PR #854, opened 2020-05-26
simplify missed heartbeat recognition

bollhals:
## Proposed Changes

The `NotifyHeartbeatListener()` was showing up on my analysis. Even though it is fairly small and quick, but it is called for every received frame.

§ **Problem statement**: Make sure every record is repeated exactly.

§ **Reply**:
PR #854, opened 2020-05-26
simplify missed heartbeat recognition

bollhals:
## Proposed Changes

The `NotifyHeartbeatListener()` was showing up on my analysis. Even though it is fairly small and quick, but it is called for every received frame.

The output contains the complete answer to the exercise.